### The problem
Using the line that contains "manually on Windows." as the first line and the last line of the data as the final one, give every line in that range again exactly.
----------
PR #1823, opened 2024-10-31
Enable Event Sharing V2 in SnowCLI

sfc-gh-melnacouzi:
### Pre-review checklist
   * [x] I've confirmed that instructions included in README.md are still correct after my changes in the codebase.
   * [x] I've added or updated automated unit tests to verify correctness of my new code.
   * [ ] I've added or updated integration tests to verify correctness of my new code.
   * [x] I've confirmed that my changes are working by executing CLI's commands manually on MacOS.
   * [x] I've confirmed that my changes are working by executing CLI's commands manually on Windows.
   * [x] I've confirmed that my changes are up-to-date with the target branch.
   * [x] I've described my changes in the release notes.
   * [x] I've described my changes in the section below.

### Changes description
Enable Event Sharing V2 in SnowCLI.
Example:
```
  app:
    type: application
    from:
      target: pkg
    telemetry:
      authorize_event_sharing: true
      shared_events:
        - DEBUG_LOGS
        - ERRORS_AND_WARNINGS
 ```
 
Above example authorize telemetry to be shared to provider. In addition to required telemetry by the provider, consumer can specify a list of the events to share with the provider. If events are specified, all mandatory events from your manifest will need to be included as well.
There are 2 flags introduced to control the BCR in the backend. One to enable telemetry on consumer for same-account applications, and another to enforce that the consumer authorize event sharing when the provider has mandatory events.

- Added unit tests.
- Tested manually - optional events not recognized - reached out to corresponding team.
- Integ tests will be added as a follow up PR.

PR #1824, opened 2024-10-31
Add utils for event sharing PR

sfc-gh-melnacouzi:
### Pre-review checklist

### Changes description
Add utils for event sharing PR.
This is to simplify the merging of https://github.com/snowflakedb/snowflake-cli/pull/1823/files, by splitting the files by ownership.

### DIFF
--- a/src/snowflake/cli/_plugins/connection/util.py
+++ b/src/snowflake/cli/_plugins/connection/util.py
@@ -71,7 +71,7 @@ def get_ui_parameter(
     return ui_parameters.get(parameter, default)
 
 
-@lru_cache(maxsize=None)
+@lru_cache()
 def get_ui_parameters(conn: SnowflakeConnection) -> Dict[UIParameter, Any]:
     """
     Returns the UI parameters from the SYSTEM$BOOTSTRAP_DATA_REQUEST function
--- a/src/snowflake/cli/_plugins/connection/util.py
----------
### Answer
   * [x] I've confirmed that my changes are working by executing CLI's commands manually on Windows.
   * [x] I've confirmed that my changes are up-to-date with the target branch.
   * [x] I've described my changes in the release notes.
   * [x] I've described my changes in the section below.

### Changes description
Enable Event Sharing V2 in SnowCLI.
Example:
```
  app:
    type: application
    from:
      target: pkg
    telemetry:
      authorize_event_sharing: true
      shared_events:
        - DEBUG_LOGS
        - ERRORS_AND_WARNINGS
 ```
 
Above example authorize telemetry to be shared to provider. In addition to required telemetry by the provider, consumer can specify a list of the events to share with the provider. If events are specified, all mandatory events from your manifest will need to be included as well.
There are 2 flags introduced to control the BCR in the backend. One to enable telemetry on consumer for same-account applications, and another to enforce that the consumer authorize event sharing when the provider has mandatory events.

- Added unit tests.
- Tested manually - optional events not recognized - reached out to corresponding team.
- Integ tests will be added as a follow up PR.

PR #1824, opened 2024-10-31
Add utils for event sharing PR

sfc-gh-melnacouzi:
### Pre-review checklist

### Changes description
Add utils for event sharing PR.
This is to simplify the merging of https://github.com/snowflakedb/snowflake-cli/pull/1823/files, by splitting the files by ownership.

### DIFF
--- a/src/snowflake/cli/_plugins/connection/util.py
+++ b/src/snowflake/cli/_plugins/connection/util.py
@@ -71,7 +71,7 @@ def get_ui_parameter(
     return ui_parameters.get(parameter, default)
 
 
-@lru_cache(maxsize=None)
+@lru_cache()
 def get_ui_parameters(conn: SnowflakeConnection) -> Dict[UIParameter, Any]:
     """
     Returns the UI parameters from the SYSTEM$BOOTSTRAP_DATA_REQUEST function
--- a/src/snowflake/cli/_plugins/connection/util.py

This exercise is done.